# Records to use

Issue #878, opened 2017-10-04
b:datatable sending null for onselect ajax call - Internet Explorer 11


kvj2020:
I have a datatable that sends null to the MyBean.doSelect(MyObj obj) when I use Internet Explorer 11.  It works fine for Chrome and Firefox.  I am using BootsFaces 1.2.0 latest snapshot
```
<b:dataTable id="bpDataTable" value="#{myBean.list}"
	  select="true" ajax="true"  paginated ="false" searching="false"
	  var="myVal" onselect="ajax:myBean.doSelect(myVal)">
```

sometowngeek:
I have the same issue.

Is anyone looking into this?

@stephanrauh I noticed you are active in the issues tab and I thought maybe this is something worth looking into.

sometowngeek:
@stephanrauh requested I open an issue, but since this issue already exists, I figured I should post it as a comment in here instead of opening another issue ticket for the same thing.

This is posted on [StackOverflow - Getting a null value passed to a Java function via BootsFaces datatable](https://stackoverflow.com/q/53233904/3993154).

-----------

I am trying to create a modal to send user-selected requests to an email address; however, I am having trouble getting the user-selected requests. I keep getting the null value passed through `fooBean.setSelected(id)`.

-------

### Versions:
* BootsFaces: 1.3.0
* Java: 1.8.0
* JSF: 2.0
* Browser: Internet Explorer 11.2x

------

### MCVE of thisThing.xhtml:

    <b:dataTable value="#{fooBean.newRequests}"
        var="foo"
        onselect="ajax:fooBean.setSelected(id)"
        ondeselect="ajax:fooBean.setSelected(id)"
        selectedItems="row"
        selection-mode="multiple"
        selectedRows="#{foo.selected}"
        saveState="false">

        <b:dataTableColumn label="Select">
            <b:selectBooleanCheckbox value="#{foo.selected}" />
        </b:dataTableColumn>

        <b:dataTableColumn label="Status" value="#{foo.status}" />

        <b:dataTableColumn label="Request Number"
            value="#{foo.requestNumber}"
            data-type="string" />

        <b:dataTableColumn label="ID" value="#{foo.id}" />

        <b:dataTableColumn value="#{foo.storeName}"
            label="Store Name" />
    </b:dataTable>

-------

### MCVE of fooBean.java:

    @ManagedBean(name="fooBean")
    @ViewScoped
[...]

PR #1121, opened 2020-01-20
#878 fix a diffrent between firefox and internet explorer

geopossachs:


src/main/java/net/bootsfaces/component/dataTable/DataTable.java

* * *

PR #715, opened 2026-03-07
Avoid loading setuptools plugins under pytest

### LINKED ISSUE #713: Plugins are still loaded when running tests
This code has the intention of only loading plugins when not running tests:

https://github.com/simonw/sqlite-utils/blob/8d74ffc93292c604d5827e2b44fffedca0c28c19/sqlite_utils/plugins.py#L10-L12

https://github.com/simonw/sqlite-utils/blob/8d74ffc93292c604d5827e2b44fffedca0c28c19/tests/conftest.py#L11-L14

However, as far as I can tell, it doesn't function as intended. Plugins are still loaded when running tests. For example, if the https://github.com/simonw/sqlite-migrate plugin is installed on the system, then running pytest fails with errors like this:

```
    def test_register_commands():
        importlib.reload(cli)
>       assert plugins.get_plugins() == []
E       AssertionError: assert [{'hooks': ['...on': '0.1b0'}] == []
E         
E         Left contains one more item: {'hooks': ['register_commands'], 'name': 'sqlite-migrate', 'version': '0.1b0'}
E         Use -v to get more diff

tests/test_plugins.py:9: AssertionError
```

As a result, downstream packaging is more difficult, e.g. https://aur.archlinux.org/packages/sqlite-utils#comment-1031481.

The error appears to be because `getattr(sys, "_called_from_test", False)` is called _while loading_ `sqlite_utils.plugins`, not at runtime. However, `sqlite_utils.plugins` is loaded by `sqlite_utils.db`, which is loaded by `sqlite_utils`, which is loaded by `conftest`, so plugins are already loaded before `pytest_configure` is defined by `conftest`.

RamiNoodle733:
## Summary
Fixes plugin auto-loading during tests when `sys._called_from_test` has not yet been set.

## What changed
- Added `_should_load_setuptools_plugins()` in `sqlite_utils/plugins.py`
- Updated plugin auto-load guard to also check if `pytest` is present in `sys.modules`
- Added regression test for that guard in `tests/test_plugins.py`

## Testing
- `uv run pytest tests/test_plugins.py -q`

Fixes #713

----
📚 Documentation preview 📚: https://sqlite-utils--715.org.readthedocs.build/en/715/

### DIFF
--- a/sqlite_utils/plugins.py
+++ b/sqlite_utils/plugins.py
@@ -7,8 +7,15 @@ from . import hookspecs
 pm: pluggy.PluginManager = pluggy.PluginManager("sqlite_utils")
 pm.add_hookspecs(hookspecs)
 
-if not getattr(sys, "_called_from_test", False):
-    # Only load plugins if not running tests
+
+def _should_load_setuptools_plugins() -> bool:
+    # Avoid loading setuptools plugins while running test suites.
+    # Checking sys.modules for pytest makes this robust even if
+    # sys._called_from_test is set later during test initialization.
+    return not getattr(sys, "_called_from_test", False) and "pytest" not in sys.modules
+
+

--

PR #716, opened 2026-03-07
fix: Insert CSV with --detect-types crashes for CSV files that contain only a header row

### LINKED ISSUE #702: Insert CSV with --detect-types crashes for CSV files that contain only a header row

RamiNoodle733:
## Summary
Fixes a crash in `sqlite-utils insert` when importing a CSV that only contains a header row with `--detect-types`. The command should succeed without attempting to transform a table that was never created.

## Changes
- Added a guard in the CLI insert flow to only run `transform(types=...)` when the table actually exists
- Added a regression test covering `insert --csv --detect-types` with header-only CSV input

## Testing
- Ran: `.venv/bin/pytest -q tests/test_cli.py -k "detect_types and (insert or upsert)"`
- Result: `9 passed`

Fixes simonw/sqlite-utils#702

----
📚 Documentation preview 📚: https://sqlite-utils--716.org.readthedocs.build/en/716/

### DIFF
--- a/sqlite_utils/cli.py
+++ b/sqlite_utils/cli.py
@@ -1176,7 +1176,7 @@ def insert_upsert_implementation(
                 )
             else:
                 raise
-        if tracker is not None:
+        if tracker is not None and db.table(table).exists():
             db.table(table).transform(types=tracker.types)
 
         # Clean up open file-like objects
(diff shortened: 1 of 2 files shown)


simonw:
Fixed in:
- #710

# Prompt
How many of the lines above include the string "LINKED"? Give only the number.

# Solution to the exercise
2